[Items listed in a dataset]

PR #3800, opened 2026-06-26
BUG: further to_postgis hardening

jorisvandenbossche:
Follow-up on https://github.com/geopandas/geopandas/pull/3681, AFAIK this should fix the remaining cases where there is any risk with the sql queries we construct ourselves.

### DIFF
--- a/geopandas/io/sql.py
+++ b/geopandas/io/sql.py
@@ -94,9 +94,9 @@ def _df_to_geodf(df, geom_col="geom", crs=None, con=None):
 
         df[geom_col] = geoms = geoms.apply(load_geom)
         if crs is None:
-            srid = shapely.get_srid(geoms.iat[0])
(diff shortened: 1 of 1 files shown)


geopandas/io/sql.py
```diff
@@ -96,7 +96,7 @@ def load_geom_text(x):
         if crs is None:
             srid = shapely.get_srid(geoms.iat[0])
             # if no defined SRID in geodatabase, returns SRID of 0
-            if srid != 0:
+            if isinstance(srid, int) and srid != 0:
```
jorisvandenbossche: `shapely.get_srid` already always returns an int, but this is just to make that a bit more explicit that the query in `_get_spatial_ref_sys_df` can only receive an int

martinfleis (approved):

PR #3801, opened 2026-06-26
TST: update read_parquet from https test url to stable file

jorisvandenbossche:
On main, the file was updated to use new Parquet types, which isn't supported by older pyarrow versions. And in general, pinning this to a stable url just for checking we can read it seems fine (we should add separate tests to ensure specifically we can read the new Parquet types)

This should fix the [ubuntu-latest, ci/envs/311-minimal.yaml](https://github.com/geopandas/geopandas/actions/runs/27932267985/job/82646376655#logs) CI


jorisvandenbossche:
Going to merge this to have one more green CI build ..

DIRECTIONS FOR THIS TASK: Select every line in the records above that contains the word "stable".

COMPLETED EXERCISE:
TST: update read_parquet from https test url to stable file
On main, the file was updated to use new Parquet types, which isn't supported by older pyarrow versions. And in general, pinning this to a stable url just for checking we can read it seems fine (we should add separate tests to ensure specifically we can read the new Parquet types)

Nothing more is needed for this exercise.